PR #5010, opened 2018-08-23
Code Refactor : Use destructures

prashant-andani:

### DIFF
--- a/src/language-vue/parser-vue.js
+++ b/src/language-vue/parser-vue.js
@@ -85,7 +85,7 @@ function decodeAttr(value, shouldDecodeNewlines) {
 
 function parseHTML(html, options) {
   const stack = [];
-  const expectHTML = options.expectHTML;
+  const { expectHTML } = options;
   const isUnaryTag = options.isUnaryTag || no;
   const canBeLeftOpenTag = options.canBeLeftOpenTag || no;
   let index = 0;
--- a/src/main/ast-to-doc.js
+++ b/src/main/ast-to-doc.js
@@ -14,7 +14,7 @@ const docUtils = doc.utils;
 function printAstToDoc(ast, options, addAlignmentSize) {
   addAlignmentSize = addAlignmentSize || 0;
 
-  const printer = options.printer;
+  const { printer } = options;
   const cache = new Map();
 
   function printGenerically(path, args) {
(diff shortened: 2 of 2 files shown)


src/cli/minimist.js
```diff
@@ -1,14 +1,14 @@
-"use strict";
+'use strict';
 
-const minimist = require("minimist");
+const minimist = require('minimist');
```
j-f1: Can you switch these back to double quotes?

src/main/core.js
```diff
@@ -122,7 +121,6 @@ function coreFormat(text, opts, addAlignmentSize) {
       newCursorNodeStart = result.cursorNodeStart;
       newCursorNodeText = result.cursorNodeText;
     } else {
-      oldCursorNodeStart = 0;
```
j-f1: Can you explain why this isn’t needed anymore?

src/cli/minimist.js
```diff
@@ -1,14 +1,14 @@
...
 
 const PLACEHOLDER = null;
 
 /**
  * unspecified boolean flag without default value is parsed as `undefined` instead of `false`
  */
 module.exports = function(args, options) {
-  const boolean = options.boolean || [];
+  const { boolean } = options || [];
```
ikatyang: This should be `const { boolean = [] } = options`.

prashant-andani: Yes ... thanks... i will update that... i missed it...

src/main/core.js
prashant-andani: we have reassigned the variable two times...
 `oldCursorNodeStart = 0; ` and `oldCursorNodeText = text;` that means the first assignment doesnt make sense...

src/cli/minimist.js
prashant-andani: Yes...  I will ...

src/main/core.js
j-f1: I see, it’s never used outside of the `if` branch. Can you move the `let` to the assignment in the `if` branch?

prashant-andani: @j-f1 if I understood right what u mentioned, oldCursorNodeStart is used in "if", "else" and outside as well... hence it can be declared outside like the way it is...

j-f1: Where is it used outside of the `if` block? I can’t seem to find those uses.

* Exercise brief *
Each line above should be reproduced exactly, with nothing omitted.

* Written response *
PR #5010, opened 2018-08-23
Code Refactor : Use destructures

prashant-andani:

### DIFF
--- a/src/language-vue/parser-vue.js
+++ b/src/language-vue/parser-vue.js
@@ -85,7 +85,7 @@ function decodeAttr(value, shouldDecodeNewlines) {
 
 function parseHTML(html, options) {
   const stack = [];
-  const expectHTML = options.expectHTML;
+  const { expectHTML } = options;
   const isUnaryTag = options.isUnaryTag || no;
   const canBeLeftOpenTag = options.canBeLeftOpenTag || no;
   let index = 0;
--- a/src/main/ast-to-doc.js
+++ b/src/main/ast-to-doc.js
@@ -14,7 +14,7 @@ const docUtils = doc.utils;
 function printAstToDoc(ast, options, addAlignmentSize) {
   addAlignmentSize = addAlignmentSize || 0;
 
-  const printer = options.printer;
+  const { printer } = options;
   const cache = new Map();
 
   function printGenerically(path, args) {
(diff shortened: 2 of 2 files shown)


src/cli/minimist.js
```diff
@@ -1,14 +1,14 @@
-"use strict";
+'use strict';
 
-const minimist = require("minimist");
+const minimist = require('minimist');
```
j-f1: Can you switch these back to double quotes?

src/main/core.js
```diff
@@ -122,7 +121,6 @@ function coreFormat(text, opts, addAlignmentSize) {
       newCursorNodeStart = result.cursorNodeStart;
       newCursorNodeText = result.cursorNodeText;
     } else {
-      oldCursorNodeStart = 0;
```
j-f1: Can you explain why this isn’t needed anymore?

src/cli/minimist.js
```diff
@@ -1,14 +1,14 @@
...
 
 const PLACEHOLDER = null;
 
 /**
  * unspecified boolean flag without default value is parsed as `undefined` instead of `false`
  */
 module.exports = function(args, options) {
-  const boolean = options.boolean || [];
+  const { boolean } = options || [];
```
ikatyang: This should be `const { boolean = [] } = options`.

prashant-andani: Yes ... thanks... i will update that... i missed it...

src/main/core.js
prashant-andani: we have reassigned the variable two times...
 `oldCursorNodeStart = 0; ` and `oldCursorNodeText = text;` that means the first assignment doesnt make sense...

src/cli/minimist.js
prashant-andani: Yes...  I will ...

src/main/core.js
j-f1: I see, it’s never used outside of the `if` branch. Can you move the `let` to the assignment in the `if` branch?

prashant-andani: @j-f1 if I understood right what u mentioned, oldCursorNodeStart is used in "if", "else" and outside as well... hence it can be declared outside like the way it is...

j-f1: Where is it used outside of the `if` block? I can’t seem to find those uses.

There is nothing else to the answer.